> WORK REQUEST
For the entries below, count the lines containing "case" and give only that number.

====

PR #1633, opened 2023-07-10
stm32 impl embedded can error for bus error

schphil:
I'm not sure where is the correct place for the embedded-can in the Cargo.toml. If I'm wrong please let me know.


Dirbaio:
what's the use case for implementing *just* the error, and not the main traits?

schphil:
as far as I know there are no async embedded can traits, if I'm right?  also I'm a bit confused about using the right api, since bxcan for example uses `embedded_hal_02::can;` and not `embedded_can` . bxcan seems not to be frequently maintained atm. 

for my case, I have my own traits `CanTx` and `CanRx` implementing `async fn transmit()` and `async fn receive()` respectively, since my lib uses splitted can instances. i like to implement the `BusError` for `embedded_can::Error` to keep my lib generic. 

any suggestions or thoughts on the first point from your side?

schphil:
this was not thought through to the end. sorry for bringing this up.

PR #1637, opened 2023-07-10
Ensure I2C master_stop() called after error

ShakenCodes:
This is a redo of the previous I2C lockup related PR, but without introducing a timeout mechanism.


Dirbaio (approved):
thanks~!

PR #1638, opened 2023-07-11
stm32: add stop mode

xoviat:


embassy-stm32/build.rs
```diff
@@ -81,6 +81,18 @@ fn main() {
         singletons.push(c.name.to_string());
     }
 
+    // ========
+    // Handle low power.
+
+    let low_power = match env::vars()
```
Dirbaio, line 87: it's probably easier to unconditionally codegen code that has `#[cfg(feature="low_power")]`

embassy-stm32/src/rcc/mod.rs
```diff
@@ -73,6 +75,25 @@ pub struct Clocks {
     pub adc: Option<Hertz>,
 }
 
+#[cfg(feature = "low-power")]
+static mut CLOCK_REFCOUNT: AtomicU32 = AtomicU32::new(0);
```
reitermarkus, line 79: Why `static mut` when it's an atomic?

PR #1639, opened 2023-07-11
rp/gpio: fix is_set_high/is_set_low, expand tests.

Dirbaio:


henrikberg:
If only all fixes was this straight forward! HB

====

> EXERCISE RESPONSE
2